What is expected = Your output should be the lines of the data that follow, reproduced exactly from the first through the line bearing "The question/answer about".

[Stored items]

PR #1299, opened 2017-05-02
Fix gh-1294: Unlocalize Browser Links

### LINKED ISSUE #1294: Use non-localized URL for Firefox
Suggestion from translators:

in faq.requirementsBody, replace the Firefox link: `http://www.mozilla.org/en-US/firefox/new/` with a generic one `http://www.mozilla.org/firefox/new/` so the browser will pick the version based on the browser's locale.

Currently translators have to override the en-US link which is potentially error-prone, and creates warnings in transifex that the URL doesn't match.

TheGrits:
Resolves #1294 

## Test cases:
- On FAQ page, the link to the Firefox browser should be `http://www.mozilla.org/firefox/new/`


TheGrits:
@chrisgarrity Done!

PR #1300, opened 2017-05-02
Fix gh-1282 ~ Add "United States" to faq/educators page

### LINKED ISSUE #1282: FAQ: question about privacy is US-centric
The question/answer about privacy `Is Scratch 2.0 (online version) compliant with local and federal data privacy laws?` is specific to the US, but doesn't say that. So it's difficult to localize - should it be translated as is? Should the translator add "United States" to the string? Should translators just ignore it?

Or do we need to update the question so it makes sense for both US and non-US schools. e.g. we care about privacy and comply with US rules, perhaps not other countries if they have stricter standards than US.

St19Galla:
Fixes #1282 

# Test Cases:
Ensure the text says (from @kaschm) : 
> Is Scratch 2.0 (online version) compliant with United States local and federal data privacy laws?

> Scratch cares deeply about the privacy of students and of all individuals who use our platform. We have in place physical and electronic procedures to protect the information we collect on the Scratch website. Although we are not in a position to offer contractual guarantees with each entity that uses our free educational product, we are in compliance with all United States federal laws that are applicable to MIT, a 501(c)(3) organization and the entity that created and maintains Scratch. We encourage you to read the Scratch Privacy Policy for more information.


St19Galla:
@rschamp

PR #1305, opened 2017-05-03
Fix GH-1303: Apply english strings as defaults for views during builds

### LINKED ISSUE #1303: Some translations broken in "meow"
### Repro
- Navigate to splash page
- Change language to "meow"

### Reference
image

@mewtaylor @chrisgarrity @rschamp Any thoughts?

mewtaylor:
This fixes #1303 by applying the english strings for a view as defaults in the event that a view is missing some strings.

If we wanna hotfix this we can too!


jwzimmer:
### Testing

* [x] Partly tested by automated test added in https://github.com/LLK/scratch-www/pull/1314
  * The test checks that no page files in the intl directory are missing any string ids when compared to the list of English string ids for that page
* [ ] English strings should never be used when a localized string is available (except for English); they should be the default only if the string is missing from a given non-English language

jwzimmer:
I added the `blocked` label because we should at least figure out if https://github.com/LLK/scratch-www/issues/1334 is really a blocker.

jwzimmer:
https://github.com/LLK/scratch-www/issues/1334 is not a real bug/ blocker, see https://github.com/LLK/scratch-www/issues/1334#issuecomment-305320895 for explanation 👍

PR #1316, opened 2017-05-18
Fix r2-3978: Use regex in express patterns to limit scope

mewtaylor:
This fixes https://github.com/LLK/scratchr2/issues/3798 by using regex in expressjs patterns, and then also parsing those regex patterns for fastly, such that we can limit the scope of the regex created for a specific view.


rschamp:
QA:

* Visiting explore/projects/all displays the appropriate explore page
* Viewing the explore bar does not result in any errors
* `/explore/ajax/new/<id>/creator` returns an HTML fragment, not a redirect to the explore page
* `/explore/projects/new/<id>/creator` redirects to `/explore/projects/all` (expected)

Issue #1274, opened 2017-04-18
Automated test for checking statistics page


jwzimmer:
**TL;DR:** To replace the manual `/statistics` smoke-test.

Now that https://github.com/LLK/scratch-www/pull/1185 is mostly done, I can work on replacing another manual smoke-test from https://github.com/LLK/scratchr2/wiki/Smoke-Testing-Test-Cases.

This can be done in parallel with https://github.com/LLK/scratch-www/issues/925, which I will work on with @rschamp.

PR #1317, opened 2017-05-18
Fix issue/gh 1274 by adding a test for the statistics page

jwzimmer:
Fixes https://github.com/LLK/scratch-www/issues/1274.

Added a test that checks the 3 of the charts on the Stats page by checking for 3 things:
- the title, which should exist even if the charts don't load (current Staging situation)
- the first label on the X axis, which only exists if the charts loaded
- the first label in the chart legend, which only exists if the charts loaded


test/integration/smoke-testing/test_statistics_page.js
```diff
@@ -0,0 +1,125 @@
...
+
+// to verify the Comment Activity Chart's presence, checks the title,
+// a label on the X axis, and a label in the legend
+tap.test('commentActivityChartShouldExist', function (t) {
+    var chartTitle = 'Monthly Comment Activity';
+    var chartLegendLabel = 'Stacked';
+    var chartXLabel = '01/2008';
+    driver.findElements(seleniumWebdriver.By
+        .css('div.box-head h3'))
+        .then( function (elements) {
```
mewtaylor: Actually sorry just noticed this – I think the style we generally use in www is to newline the closing brace/parentheses, like:
```javascript
.then(function (text) {
    t.equal(text, chartTitle);
})
.then...
```
rather than closing on the same line

jwzimmer:
I don't know why this was working and now isn't.
The problem might be that selenium's wait until elementsLocated function waits until at least 1 element matching is found, rather than all of them, so I'm trying to index into elements in that list that aren't guaranteed to be there?
I attempted to fix this by changing the wait to wait for specific relevant elements rather than the list of all the elements that are chart labels, but the test now just hangs forever, so I went ahead and moved this to the next milestone. : (

jwzimmer:
I used @paulkaplan's [test](https://github.com/paulkaplan/scratch-gui/blob/selenium-tap/test/selenium/test.js) when writing this test, thanks @paulkaplan!

test/integration/smoke-testing/test_statistics_page.js
```diff
@@ -0,0 +1,85 @@
...
+    var productionURL = 'https://scratch.mit.edu/statistics';
+    return driver.get(productionURL);
+});
+
+test('check that Monthly Activity Trends title is present & correct', t => {
+    var chartTitle = 'Monthly Activity Trends';
+    findByCss('div.box-head h3')
+    .then( function (element) {
+        return element.getText('h3');
+    })
```
rschamp: If you like, these can also become arrow functions like `.then(element => element.getText('h3'))`.

paulkaplan:
@jwzimmer Glad that code snippet helped a bit!  maybe we could roll our own tiny library for working with selenium so we could use it over on scratch-3 as well?

Issue #1702, opened 2017-11-29
Scratch Conference site - small edits 


me-win:
Hi, we're requesting a few small changes to the Scratch Conference site (scratch.mit.edu/conference):

- Replace the header photo on the page with the one attached (cropped to show the four individuals at the top of the photo). ![_dsc4245](https://user-images.githubusercontent.com/33295461/33396975-27196358-d518-11e7-8236-1b7e73b0d914.jpg)
- Add a colon after Scratch Conference 2018 (It should read "Scratch Conference 2018: The Next Generation")
- Decrease the line size/spacing between “Scratch Conference 2018” and  “The Next Generation.” (Currently, the name does not read as the event name.)
- Please add the following line above the Submit Your Proposal button (left aligned): “Deadline for proposals is February 5, 2018.”

Thanks!

redmangospros:
The Colon : Has Been Deind And Been Asked by @GreenBayRules  And Was Denined By @thisandagain

thisandagain:
Thanks @me-win !

redmangospros:
What DO you Need Help on?

VutonDesign:
@redmangospros Fixing the things stated in the first post.

thisandagain:
Adding `help wanted` label to this for all four items.

redmangospros:
Where Is The Source Code For Confrence?

VutonDesign:
The code for the 2018 conference page is at https://github.com/LLK/scratch-www/tree/develop/src/views/conference/2018/index

redmangospros:
I Can Do The SemliColon :

redmangospros:
Is It Right? #1705

VutonDesign:
It’s right, however your meant to try and make all of the requested changes and not just pick one or two of the easy ones.

redmangospros:
Well, I Did One, So anway.
Where It The COde For the img?

GreenBayRules:
I'll go ahead and do this..

GreenBayRules:
I can't find the location of the header image...

chrisgarrity:
@GreenBayRules the header image is defined in the css as a background image: https://github.com/LLK/scratch-www/blob/bfff01f0246288ccad195a551d39cb4d37ed5222/src/views/conference/2018/index/index.scss#L11
You'll need to add the image to the static images for the [conference/index](https://github.com/LLK/scratch-www/tree/develop/static/images/conference/index)  probably by adding a 2018 directory.

[...]

PR #1724, opened 2017-12-03
Changes requested in #1702

redmangospros:
Adding a semicolon as requested in #1702 to add a semicolon.
This pull requet adds the following changes


GreenBayRules:
Again, as I said before I don't  think you should submit a pull request if you are only finishing part of the issue, you should probably solve the rest of the issue then pull request.

redmangospros:
I will, i will do this.
where is the source code for img.

redmangospros:
#1725

thisandagain:
Tracking full fix in #1727. In the future, please only submit PRs that cover an entire issue unless you ask first. Many thanks!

Response =
PR #1299, opened 2017-05-02
Fix gh-1294: Unlocalize Browser Links

### LINKED ISSUE #1294: Use non-localized URL for Firefox
Suggestion from translators:

in faq.requirementsBody, replace the Firefox link: `http://www.mozilla.org/en-US/firefox/new/` with a generic one `http://www.mozilla.org/firefox/new/` so the browser will pick the version based on the browser's locale.

Currently translators have to override the en-US link which is potentially error-prone, and creates warnings in transifex that the URL doesn't match.

TheGrits:
Resolves #1294 

## Test cases:
- On FAQ page, the link to the Firefox browser should be `http://www.mozilla.org/firefox/new/`


TheGrits:
@chrisgarrity Done!

PR #1300, opened 2017-05-02
Fix gh-1282 ~ Add "United States" to faq/educators page

### LINKED ISSUE #1282: FAQ: question about privacy is US-centric
The question/answer about privacy `Is Scratch 2.0 (online version) compliant with local and federal data privacy laws?` is specific to the US, but doesn't say that. So it's difficult to localize - should it be translated as is? Should the translator add "United States" to the string? Should translators just ignore it?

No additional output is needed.